Diarrhea from E. coli O157 shouldn't be treated with antibiotics, because that might promote the development of HUS, according to the health department.

"Product labels often do not identify growing regions; so, do not eat or buy romaine lettuce if you do not know where it was grown", as the CDC site puts it.

SAN RAFAEL, CA - APRIL 23: Romaine lettuce is displayed on a shelf at a supermarket on April 23, 2018 in San Rafael, California.

Romaine from the Yuma growing region should no longer be on sale; however, individuals should check their refrigerators for romaine lettuce grown earlier in season in the Yuma region.

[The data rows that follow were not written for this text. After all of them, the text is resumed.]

PR #955, opened 2017-03-24
If a flow runs for longer than 10 days (configurable), kill it.

chengren311:
A flow running unnecessarily long usually means there's something wrong with the flow. We should kill it if it's longer than X days(10 days by default, but configurable in azkaban properties) to prevent it from keeping occupying system resource.


azkaban-exec-server/src/main/java/azkaban/execapp/FlowRunnerManager.java
```diff
@@ -314,6 +321,20 @@ public void run() {
               lastExecutionDirCleanTime = currentTime;
             }
 
+            if (flowMaxRunningTimeInMins > 0 && currentTime - LONG_RUNNING_FLOW_KILLING_INTERVAL_MS > lastLongRunningFlowCleanTime) {
+              long now = System.currentTimeMillis();
+              logger.info(String.format("Killing long jobs running longer than %s mins", flowMaxRunningTimeInMins));
+              for(FlowRunner flowRunner : runningFlows.values()) {
```
shuzhang1989: space between for and (

azkaban-exec-server/src/main/java/azkaban/execapp/FlowRunnerManager.java
```diff
@@ -314,6 +321,20 @@ public void run() {
...
+                logger.info("flowRunner: "+flowRunner.getExecutableFlow().getId()+": status: "+flowRunner.getExecutableFlow().getStatus());
```
shuzhang1989: space between +

azkaban-exec-server/src/main/java/azkaban/execapp/FlowRunnerManager.java
```diff
@@ -271,10 +273,15 @@ public void setGlobalProps(Props globalProps) {
...
 
+    // Every 5 mins kill flows running longer than allowed max running time
+    private static final long LONG_RUNNING_FLOW_KILLING_INTERVAL_MS = 5 * 60 * 1000;
+
     private boolean shutdown = false;
     private long lastExecutionDirCleanTime = -1;
     private long lastOldProjectCleanTime = -1;
     private long lastRecentlyFinishedCleanTime = -1;
+    private long lastLongRunningFlowCleanTime = -1;
+    private final long flowMaxRunningTimeInMins = azkabanProps.getInt(ServerProperties.AZKABAN_MAX_FLOW_RUNNING_MINS, 60*24*10);
```
shuzhang1989: space between *

azkaban-exec-server/src/main/java/azkaban/execapp/FlowRunner.java
```diff
@@ -905,19 +911,15 @@ public void resume(String user) {
...
-    }
-    interrupt();
+    logger.info("Flow killed by " + user);
+    kill();
   }
 
-  private void kill() {
+  public void kill() {
     synchronized (mainSyncObj) {
+      if(flowKilled) return;
```
shuzhang1989: should we log when we got a double kill?

shuzhang1989:
@kunkun-tang i think these are valid thoughts. But for the old tasks stuck, do we need to have a gc like process to keep health check all tasks?

azkaban-exec-server/src/main/java/azkaban/execapp/FlowRunnerManager.java
chengren311: updated

azkaban-exec-server/src/main/java/azkaban/execapp/FlowRunnerManager.java
chengren311: updated

azkaban-exec-server/src/main/java/azkaban/execapp/FlowRunnerManager.java
chengren311: updated

chengren311:
@kunkun-tang 
Running flow resides in old executor only.

I manually started a bunch of flows locally and checked they were killed on time.

azkaban-exec-server/src/main/java/azkaban/execapp/FlowRunner.java
chengren311: it's a minor event so i think it's ok

suvodeep-pyne: @shuzhang1989 How do you suggest doing that?

azkaban-exec-server/src/main/java/azkaban/execapp/FlowRunner.java
```diff
@@ -905,19 +911,15 @@ public void resume(String user) {
...
       logger.info("Kill has been called on flow " + execId);
-
+      flow.setStatus(Status.KILLED);
```
suvodeep-pyne: `setStatus` just sets the status right? Should we set it once all the process has been killed? This seems to be more wishful where we assume that we will kill the flow in the upcoming steps.

azkaban-exec-server/src/main/java/azkaban/execapp/FlowRunner.java
```diff
@@ -905,19 +911,15 @@ public void resume(String user) {
...
-      updateFlow();
-    }
-    interrupt();
+    logger.info("Flow killed by " + user);
+    kill();
   }
 
-  private void kill() {
+  public void kill() {
     synchronized (mainSyncObj) {
```
suvodeep-pyne: `mainSyncObj` is not even a final member here. So, locking on it seems unsafe and not a best practice.

suvodeep-pyne: Also, I would ideally wrap the entire thing in a try catch block and log stuff when we are unable to kill jobs.

Things to think about:
You have 10 jobs running. killing the 4th one failed or threw an exception. What do we do? 
 - What's the status of the flow after that?
 - How do we handle failures?

azkaban-exec-server/src/main/java/azkaban/execapp/FlowRunnerManager.java
```diff
@@ -271,10 +273,15 @@ public void setGlobalProps(Props globalProps) {
     // Every 2 mins clean the recently finished list
     private static final long RECENTLY_FINISHED_INTERVAL_MS = 2 * 60 * 1000;
 
+    // Every 5 mins kill flows running longer than allowed max running time
+    private static final long LONG_RUNNING_FLOW_KILLING_INTERVAL_MS = 5 * 60 * 1000;
```
suvodeep-pyne: Why some time values in mins and other in ms? Can we make this consistent. Also, I would encourage looking at Java's `Duration` class.

azkaban-exec-server/src/main/java/azkaban/execapp/FlowRunnerManager.java
```diff
@@ -287,6 +294,15 @@ public void shutdown() {
       this.interrupt();
     }
 
+    private boolean isFlowRunningLongerThan(ExecutableFlow flow, long flowMaxRunningTimeInMins) {
+      Set<Status> nonFinishingStatusAfterFlowStarts = new HashSet<>();
+      nonFinishingStatusAfterFlowStarts.add(Status.RUNNING);
```
suvodeep-pyne: nit: You can shorten this with `new Hashet<>(Arrays.asList(...))`

azkaban-exec-server/src/main/java/azkaban/execapp/FlowRunnerManager.java
```diff
@@ -314,6 +330,17 @@ public void run() {
               lastExecutionDirCleanTime = currentTime;
             }
 
+            if (flowMaxRunningTimeInMins > 0 && currentTime - LONG_RUNNING_FLOW_KILLING_INTERVAL_MS > lastLongRunningFlowCleanTime) {
```
suvodeep-pyne: Again, I would encourage using a class like `Duration` and objects for handling this rather than using primitives.

azkaban-common/src/main/java/azkaban/constants/ServerProperties.java
```diff
@@ -55,4 +55,8 @@
 
   // The property is used for the web server to get the host name of the executor when running in SOLO mode.
   public static final String EXECUTOR_HOST = "executor.host";
+
+  // Max flow running time in mins, server will kill flows running longer than this setting.
+  // if not set or <= 0, then there's no restriction on running time.
+  public static final String AZKABAN_MAX_FLOW_RUNNING_MINS = "azkaban.server.max.flow.running.mins";
```
HappyRay: How about azkaban.server.flow.max.running.mins so that we can group flow related server configs together?

azkaban-exec-server/src/main/java/azkaban/execapp/FlowRunnerManager.java
chengren311: +1

chengren311: Will submit another PR for refactoring since there're multiple code pieces like this in this class. Just keeping them consistent for now.

azkaban-exec-server/src/main/java/azkaban/execapp/FlowRunnerManager.java
chengren311: The allowed max running time for a flow is usually very long, not sure if it makes sense to use ms. @HappyRay what do you think?

HappyRay: I don't have a strong opinion either way. Since the name and the comment clearly indicate the unit is in minutes, I think it is a fine choice.

suvodeep-pyne: TL DR; There are some advantages to using classes like `Duration` as opposed to using primitives like `int` and `long` 

@chengren311 @HappyRay 
I totally understand the point you are trying to make but let me share a story. :)

This was narrated to me by Prof. Stroustrup himself. It's about a NASA probe which suffered a horrible crash probably more than a decade ago and costed more than $100 M. The controller code was written in C++. On investigation they found out that there were 2 components reading the same `double` constant which had a major role to play in the crash. I don't exactly remember the details but one of them was developed by the Americans and the other by some European country. The crash happened because the retro rockets which were supposed to stabilize and slowly land the probe stopped firing when the probe was 100 ft in the air. It was not a happy landing. On digging through the logs they found out the problem. As it turns out the Americans are fond of the pound system and the Europeans prefer the metric system. There was this evil `double` value which missed all conversions; slipped through the compiler and through code reviews and was passed as is to another component which expected a `double` but in different units. Rest is history :)

Here we have Azkaban! which is open source :D However, I would still prefer using a dedicated data structure for measuring time like `Duration` as opposed to using `long` or `int`. While this convention has been there for decades in C and other languages, it hasn't always yielded the best results.

Regarding intuition, `Duration.ofMinutes(5)` is more intuitive to me than a `5*60*1000` long with a comment. It is also very safe since the numbers are abstracted away in the API itself. The joda-time library has been extremely popular in the Java community and it was officially incorporated into Java 8 itself because of its simplicity and utility. Now, since we have Java 8 already, we can directly benefit from it instead of having variable *names* determine the *units*.

azkaban-exec-server/src/main/java/azkaban/execapp/FlowRunnerManager.java
suvodeep-pyne: alright. That works too.

HappyRay: Another PR sounds good to me too.

azkaban-exec-server/src/main/java/azkaban/execapp/FlowRunnerManager.java
HappyRay: Interesting story. Thanks!

Regarding the suggestion to use Duration, yes, I agree. I saw below in another comment that Cheng agrees too.

My comment was referring to 
" // Max flow running time in mins, server will kill flows running longer than this setting.
 +  // if not set or <= 0, then there's no restriction on running time.
 +  public static final String AZKABAN_MAX_FLOW_RUNNING_MINS = "azkaban.server.max.flow.running.mins";
"
This is a admin facing config variable name. I think having the unit in the name in minutes makes sense. Usage of Duration doesn't seem to apply in this context.

azkaban-common/src/main/java/azkaban/constants/ServerProperties.java
HappyRay: Also use xxx.minutes instead of xxx.mins to make it more explicit?

azkaban-exec-server/src/main/java/azkaban/execapp/FlowRunnerManager.java
mukund-thakur: @chengren311  is this configuration same for all flows. I was actually suggesting it to be passed during submission [#960]

azkaban-common/src/main/java/azkaban/constants/ServerProperties.java
chengren311: updated

azkaban-exec-server/src/main/java/azkaban/execapp/FlowRunnerManager.java
chengren311: updated

azkaban-exec-server/src/main/java/azkaban/execapp/FlowRunnerManager.java
suvodeep-pyne: Agreed.
My comment was more directed against using primitives instead of dedicated classes for temporal variables in our internal code.

Regarding configuration parameters, `Duration` can be there as well. There are methods like [`java.time.Duration#parse`](https://docs.oracle.com/javase/8/docs/api/java/time/Duration.html#parse-java.lang.CharSequence-) which uses the  ISO-8601 duration format `PnDTnHnMn.nS`. Example:
```
# Set max flow running time to 15 min
azkaban.server.max.flow.running=PT15M
```
That being said, I totally agree with you in retaining existing configuration. This may be useful if/when we create new ones.

azkaban-exec-server/src/main/java/azkaban/execapp/FlowRunner.java
chengren311: checked the code a bit. runner.kill() calls job.cancel() which is implemented by jobtypes and does best effort killing, even if the cancel is not successful, runner.kill() marks the job as killed anyway. Similarly, the flow is marked as killed as long as user issues the kill command on it, but it doesn't guarantee the flow is actually killed.

chengren311: discussed offline. We should handle these cases appropriately. If runner.kill() fails for some reason, we should handle it catch the failure and continue to kill the rest.

azkaban-exec-server/src/main/java/azkaban/execapp/FlowRunner.java
chengren311: see discussion above.

azkaban-exec-server/src/main/java/azkaban/execapp/FlowRunnerManager.java
chengren311: @mukund-thakur we have flow/job level SLA feature. Maybe that's what you are looking for. Please let me know if that doesn't solve your problems.

chengren311:
@HappyRay will add unit test later.

azkaban-common/src/main/java/azkaban/constants/ServerProperties.java
```diff
@@ -55,4 +55,8 @@
 
   // The property is used for the web server to get the host name of the executor when running in SOLO mode.
   public static final String EXECUTOR_HOST = "executor.host";
+
+  // Max flow running time in mins, server will kill flows running longer than this setting.
+  // if not set or <= 0, then there's no restriction on running time.
+  public static final String AZKABAN_MAX_FLOW_RUNNING_MINS = "azkaban.server.flow.max.running.minutes";
```
juhoautio: The comment says _"if not set or <= 0, then there's no restriction on running time"_, but when I check the condition in FlowRunnerManager, the code is this:

```java
flowMaxRunningTimeInMins = azkabanProps.getInt(ServerProperties.AZKABAN_MAX_FLOW_RUNNING_MINS, 60 * 24 * 10);
```

This means that if the property is not set, the timeout actually defaults to 10 days?!

juhoautio:
1. Can we change the default to `-1` so that this feature is disabled unless the property is set?
1. Shouldn't this feature be documented?
1. In which file is this supposed to be set?

chengren311:
@juhoautio 
1. if the property is set to a number <= 0, then this feature is disabled.
2. it's documented http://azkaban.github.io/azkaban/docs/latest/ you can search azkaban.server.flow.max.running.minutes	
3. as you can see from document, it's set in executor's property file
4. Yeah, we merged multiple constants class into one class.

juhoautio:
> The reason we have default value as 10 days is we do want to kill flows running over long being unnoticed.

Isn't it a bit aggressive to have that as a default? Consider a user who has had a flow running happily for a couple of days and expects it to keep running.. Then it comes as a surprise that azkaban actually kills your flow after 10 days.

It's not only that it gives up tracking the execution, it even calls `cancel()` (which is kind of the right thing to do if Azkaban is going to stop tracking the execution, but..), which will definitely interrupt the running jobs in that execution.

Sorry, I couldn't find the sources for http://azkaban.github.io/azkaban/docs/latest/ in github. I wonder where it is..

> it's set in executor's property file

But the property is not present in the default executor props file. Having it there might help users because one usually reads through the props to see what they wanna customize when setting up Azkaban installation. I guess it should also be in the default props for solo Azkaban.

azkaban-common/src/main/java/azkaban/constants/ServerProperties.java
juhoautio: So @chengren311, what does it mean that "if not set .. there's no restriction on running time"? Isn't that comment wrong then?

chengren311:
@juhoautio the reason we want to have a max time on flow running time is in Linkedin there're non-trivial amount of flows that abandoned by their owners but keep occupying azkaban and hadoop resources. After talking to our users, we found 10 days are a reasonable number to us since generally no flow should actually run longer that 10 days. Why would 10 days seem too short to you?

you can check https://github.com/azkaban/azkaban/pull/1027 for the source

Thanks, it's a good idea to add this property in default prop file. We will follow up with that.

azkaban-common/src/main/java/azkaban/constants/ServerProperties.java
chengren311: sorry, this is my mistake, comment needs to be fixed.

juhoautio:
> Why would 10 days seem too short to you?

It's not as much about a specific limit. I think the execution time should be unlimited by default. That's the most natural behaviour. The problem is more like, 10 days is too much :) Because it can be easily missed, if you're testing that some job runs fine, maybe deploy/restart it once per week while still developing it.. then you consider that it's working fine, and leave it running there. But then it can come as a total surprise that the job gets suddenly auto-killed in the middle of the weekend and you get unexpected downtime.

For example we have a custom Azkaban job type that launches Apache Flink streaming jobs externally on AWS EMR. These streams are supposed to be going on forever unless touched. The job type also implements `cancel()`, which terminates the external EMR cluster. If the 10 day limit would be hit, the streaming job would be terminated, and we don't want that.

For people upgrading Azkaban from older version it can be easy to miss that they should add the new property to keep the existing behaviour. I think the optimal way to go about this would be to:
- Default to -1 in Java code (if not defined)
- Add to default props files, also set to -1 there as a "default"

At LinkedIn you could define the 10 day limit in props.

This is also related to _"Launching and monitoring long-living jobs (i.e. Samza, Storm, etc)"_ mentioned on [Azkaban 4.x Roadmap](https://github.com/azkaban/azkaban/wiki/Azkaban-4.x--Roadmap#future-ideas) – for that use case it just doesn't make sense to stop after 10 days. By the way if you have some concepting document about this roadmap item, it would be good to mention `azkaban.server.flow.max.running.minutes` in there because it probably needs to be considered regardless of what the default is.

ameyamk:
I think I agree. -1/ unlimited is more sound default choice.
@juhoautio you want to make a PR?

juhoautio:
Ok, I'll create a PR to change the default. That means that the current comment on AZKABAN_MAX_FLOW_RUNNING_MINS can be left unchanged (ping @chengren311).

Then the `gh-pages` branch needs an update as well – I will make a PR for that as well.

Public health officials in the affected states were investigating the outbreak. Last week, it identified Harrison Farms as the source of a single outbreak at a correctional facility in Nome, Alaska, that sickened eight inmates. The farm is now growing grass where the lettuce once was. Therefore, it is not being sold or served anymore. Leafy greens such as romaine are grown, packed and shipped by different companies before reaching retails stores and restaurants, making it more hard to pinpoint where the food became contaminated. "This advice includes whole heads and hearts of romaine, chopped romaine, baby romaine, organic romaine, and salads and salad mixes containing romaine lettuce".

Caesar salads are once again beckoning you, tempting you with their leafy green crunch, but it is safe to eat romaine again after the latest outbreak of E. coli?